● What is expected: Reproduce the entries below in full, word for word.

(Stored items)

━━━━━━━━━━━━━━━━━━━━

PR #25, opened 2024-10-15
Add a lock to nexus.Service to protect access to operations map

rodrigozhou:
Add a lock to `nexus.Service` to protect access to `operations` map, and thus making it thread safe.

### DIFF
--- a/nexus/operation.go
+++ b/nexus/operation.go
@@ -133,7 +133,7 @@ func (h *syncOperation[I, O]) Start(ctx context.Context, input I, options StartO
 type Service struct {
 	Name string
 
-	// Lock to protect operations map in case new services are added while workflows are running.
+	// Lock to protect the operations map in case new operations are added while workflows are running.
 	lock       sync.RWMutex
 	operations map[string]RegisterableOperation
 }
@@ -167,7 +167,7 @@ func (s *Service) Register(operations ...RegisterableOperation) error {
 	return nil
 }
 
-// addOperation adds the operation if not found. Returns boolean indicating if the operation was added.
+// addOperation adds the operation if not found. Returns a boolean indicating if the operation was added.
 func (s *Service) addOperation(op RegisterableOperation) bool {
 	s.lock.Lock()
 	defer s.lock.Unlock()
@@ -185,8 +185,8 @@ func (s *Service) Operation(name string) RegisterableOperation {
 	return s.operations[name]
 }
 
-// NumOperations returns the number of operations registered.
-func (s *Service) NumOperations() int {
+// numOperations returns the number of operations registered.
+func (s *Service) numOperations() int {
 	s.lock.RLock()
 	defer s.lock.RUnlock()
 	return len(s.operations)
@@ -230,7 +230,7 @@ func (r *ServiceRegistry) NewHandler() (Handler, error) {
 		return nil, errors.New("must register at least one service")
 	}
 	for _, service := range r.services {
-		if service.NumOperations() == 0 {
+		if service.numOperations() == 0 {
 			return nil, fmt.Errorf("service %q has no operations registered", service.Name)
 		}
 	}
--- a/nexus/operation.go
+++ b/nexus/operation.go
@@ -6,6 +6,7 @@ import (
 	"fmt"
 	"reflect"
 	"strings"
+	"sync"
 )
 
 // NoValue is a marker type for an operations that do not accept any input or return a value (nil).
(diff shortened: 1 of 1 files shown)


nexus/operation.go
```diff
@@ -132,6 +133,8 @@ func (h *syncOperation[I, O]) Start(ctx context.Context, input I, options StartO
 type Service struct {
 	Name string
 
+	// Lock to protect operations map in case new services are added while workflows are running.
```
bergundy, line 136:
```suggestion
	// Lock to protect the operations map in case new services are added while workflows are running.
```

nexus/operation.go
```diff
@@ -166,11 +167,31 @@ func (s *Service) Register(operations ...RegisterableOperation) error {
 	return nil
 }
 
+// addOperation adds the operation if not found. Returns boolean indicating if the operation was added.
```
bergundy, line 170:
```suggestion
// addOperation adds the operation if not found. Returns a boolean indicating if the operation was added.
```

nexus/operation.go
```diff
@@ -166,11 +167,31 @@ func (s *Service) Register(operations ...RegisterableOperation) error {
...
 	return s.operations[name]
 }
 
+// NumOperations returns the number of operations registered.
+func (s *Service) NumOperations() int {
+	s.lock.RLock()
+	defer s.lock.RUnlock()
+	return len(s.operations)
+}
+
```
bergundy, line 194: Don't expose this please.

bergundy (commented):
I can't think of a way to seal the service after creation, which would have been desirable. But I think it's better to provide the safety than what we had before.

nexus/operation.go
```diff
@@ -132,6 +133,8 @@ func (h *syncOperation[I, O]) Start(ctx context.Context, input I, options StartO
 type Service struct {
 	Name string
 
+	// Lock to protect operations map in case new services are added while workflows are running.
+	lock       sync.RWMutex
```
cretz, line 137: Does this really need to be thread safe? Or can we copy the operations at registration time. Or are we intentionally supporting registering operations after a service is already registered?

cretz: > It doesn't need to be thread safe but I worry that users will not read our docstrings and assume it is

That's not really how Go works. Everyone is supposed to assume not safe unless docs say otherwise. They will have issues with every other Go library including the standard library with those assumptions.

> We could disable late registration by adding a Seal() method to Service that is automatically called when the service is registered.

Not sure it should be public, but sure anything to prevent post-service-registration operation registration works for me

bergundy: It would need to be public for the Temporal SDK to call it.

Let's go ahead and do that then.
I think the bool doesn't need to be atomic, since it can be set under the lock and never gets unset. Let's make this thread safe, doesn't really hurt anything.

cretz: > It would need to be public for the Temporal SDK to call it.

Ah, I figured they'd use the registry that's in here. Then I would not suggest `Seal()`, I would suggest `Clone()` that returns a copied instance.

bergundy: Hmm.. I think there's value in a `Seal()` API. It'd give a clear error if a user tries to register operations post handler creation. `Clone()` would be silent. Another (somewhat negligible) advantage to `Seal()` is that operation lookup doesn't require a lock or atomic variable if we do add thread safety to the registry.

cretz: It's not a very common Go approach (nor is `Freeze` or terms like that). Usually you mutate something and you pass it. You might not expect the thing you pass it to to also mutate (by calling `Seal`).

bergundy: So maybe let's just keep this not thread safe and let users deal with the implications of that if it's a more common Go approach.
Could be good to stress that the fact that it's not thread safe also means that users should not try to register operations after the service has been registered.

cretz: Works for me. And really, the "Seal" thing works for me too if you'd like to actually prevent post-servce-registration operation registration, though by-copy/clone type of approaches are more common.

cretz (approved):
Approving because I don't have blocking opinions (it's ok to make them thread safe, there's no harm in it). I also support telling people not to register operations after service is registered, and I also support disallowing operation registration after service registration in clone/copy form or "seal"/"freeze" form.

bergundy:
I'm also okay with what this PR does. I can settle with simply putting a comment saying we discourage late registration (need to come up with good rationale for that though if we mention it).

@rodrigozhou feel free to merge as is or incorporate any of the suggestions.

bergundy:
Closing due to lack of interest.

PR #182, opened 2019-03-25
Add file_prefix to metalistener adapter and change from status to config

MattTaylorDLS:
During integration with ADOdin, discovered that the file_prefix should be on the request_configuration message instead of status, and that a change is needed in the adapter to make it work as desired.


ajgdls:
@MattTaylorDLS New release of odin-data required for this?  Or do we just re-release as a DLS patch?

MattTaylorDLS:
Just release as a DLS patch i think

━━━━━━━━━━━━━━━━━━━━

● Response to the task:
PR #25, opened 2024-10-15
Add a lock to nexus.Service to protect access to operations map

rodrigozhou:
Add a lock to `nexus.Service` to protect access to `operations` map, and thus making it thread safe.

### DIFF
--- a/nexus/operation.go
+++ b/nexus/operation.go
@@ -133,7 +133,7 @@ func (h *syncOperation[I, O]) Start(ctx context.Context, input I, options StartO
 type Service struct {
 	Name string
 
-	// Lock to protect operations map in case new services are added while workflows are running.
+	// Lock to protect the operations map in case new operations are added while workflows are running.
 	lock       sync.RWMutex
 	operations map[string]RegisterableOperation
 }
@@ -167,7 +167,7 @@ func (s *Service) Register(operations ...RegisterableOperation) error {
 	return nil
 }
 
-// addOperation adds the operation if not found. Returns boolean indicating if the operation was added.
+// addOperation adds the operation if not found. Returns a boolean indicating if the operation was added.
 func (s *Service) addOperation(op RegisterableOperation) bool {
 	s.lock.Lock()
 	defer s.lock.Unlock()
@@ -185,8 +185,8 @@ func (s *Service) Operation(name string) RegisterableOperation {
 	return s.operations[name]
 }
 
-// NumOperations returns the number of operations registered.
-func (s *Service) NumOperations() int {
+// numOperations returns the number of operations registered.
+func (s *Service) numOperations() int {
 	s.lock.RLock()
 	defer s.lock.RUnlock()
 	return len(s.operations)
@@ -230,7 +230,7 @@ func (r *ServiceRegistry) NewHandler() (Handler, error) {
 		return nil, errors.New("must register at least one service")
 	}
 	for _, service := range r.services {
-		if service.NumOperations() == 0 {
+		if service.numOperations() == 0 {
 			return nil, fmt.Errorf("service %q has no operations registered", service.Name)
 		}
 	}
--- a/nexus/operation.go
+++ b/nexus/operation.go
@@ -6,6 +6,7 @@ import (
 	"fmt"
 	"reflect"
 	"strings"
+	"sync"
 )
 
 // NoValue is a marker type for an operations that do not accept any input or return a value (nil).
(diff shortened: 1 of 1 files shown)


nexus/operation.go
```diff
@@ -132,6 +133,8 @@ func (h *syncOperation[I, O]) Start(ctx context.Context, input I, options StartO
 type Service struct {
 	Name string
 
+	// Lock to protect operations map in case new services are added while workflows are running.
```
bergundy, line 136:
```suggestion
	// Lock to protect the operations map in case new services are added while workflows are running.
```

nexus/operation.go
```diff
@@ -166,11 +167,31 @@ func (s *Service) Register(operations ...RegisterableOperation) error {
 	return nil
 }
 
+// addOperation adds the operation if not found. Returns boolean indicating if the operation was added.
```
bergundy, line 170:
```suggestion
// addOperation adds the operation if not found. Returns a boolean indicating if the operation was added.
```

nexus/operation.go
```diff
@@ -166,11 +167,31 @@ func (s *Service) Register(operations ...RegisterableOperation) error {
...
 	return s.operations[name]
 }
 
+// NumOperations returns the number of operations registered.
+func (s *Service) NumOperations() int {
+	s.lock.RLock()
+	defer s.lock.RUnlock()
+	return len(s.operations)
+}
+
```
bergundy, line 194: Don't expose this please.

bergundy (commented):
I can't think of a way to seal the service after creation, which would have been desirable. But I think it's better to provide the safety than what we had before.

nexus/operation.go
```diff
@@ -132,6 +133,8 @@ func (h *syncOperation[I, O]) Start(ctx context.Context, input I, options StartO
 type Service struct {
 	Name string
 
+	// Lock to protect operations map in case new services are added while workflows are running.
+	lock       sync.RWMutex
```
cretz, line 137: Does this really need to be thread safe? Or can we copy the operations at registration time. Or are we intentionally supporting registering operations after a service is already registered?

cretz: > It doesn't need to be thread safe but I worry that users will not read our docstrings and assume it is

That's not really how Go works. Everyone is supposed to assume not safe unless docs say otherwise. They will have issues with every other Go library including the standard library with those assumptions.

> We could disable late registration by adding a Seal() method to Service that is automatically called when the service is registered.

Not sure it should be public, but sure anything to prevent post-service-registration operation registration works for me

bergundy: It would need to be public for the Temporal SDK to call it.

Let's go ahead and do that then.
I think the bool doesn't need to be atomic, since it can be set under the lock and never gets unset. Let's make this thread safe, doesn't really hurt anything.

cretz: > It would need to be public for the Temporal SDK to call it.

Ah, I figured they'd use the registry that's in here. Then I would not suggest `Seal()`, I would suggest `Clone()` that returns a copied instance.

bergundy: Hmm.. I think there's value in a `Seal()` API. It'd give a clear error if a user tries to register operations post handler creation. `Clone()` would be silent. Another (somewhat negligible) advantage to `Seal()` is that operation lookup doesn't require a lock or atomic variable if we do add thread safety to the registry.

cretz: It's not a very common Go approach (nor is `Freeze` or terms like that). Usually you mutate something and you pass it. You might not expect the thing you pass it to to also mutate (by calling `Seal`).

bergundy: So maybe let's just keep this not thread safe and let users deal with the implications of that if it's a more common Go approach.
Could be good to stress that the fact that it's not thread safe also means that users should not try to register operations after the service has been registered.

cretz: Works for me. And really, the "Seal" thing works for me too if you'd like to actually prevent post-servce-registration operation registration, though by-copy/clone type of approaches are more common.

cretz (approved):
Approving because I don't have blocking opinions (it's ok to make them thread safe, there's no harm in it). I also support telling people not to register operations after service is registered, and I also support disallowing operation registration after service registration in clone/copy form or "seal"/"freeze" form.

bergundy:
I'm also okay with what this PR does. I can settle with simply putting a comment saying we discourage late registration (need to come up with good rationale for that though if we mention it).

@rodrigozhou feel free to merge as is or incorporate any of the suggestions.

bergundy:
Closing due to lack of interest.

PR #182, opened 2019-03-25
Add file_prefix to metalistener adapter and change from status to config

MattTaylorDLS:
During integration with ADOdin, discovered that the file_prefix should be on the request_configuration message instead of status, and that a change is needed in the adapter to make it work as desired.


ajgdls:
@MattTaylorDLS New release of odin-data required for this?  Or do we just re-release as a DLS patch?

MattTaylorDLS:
Just release as a DLS patch i think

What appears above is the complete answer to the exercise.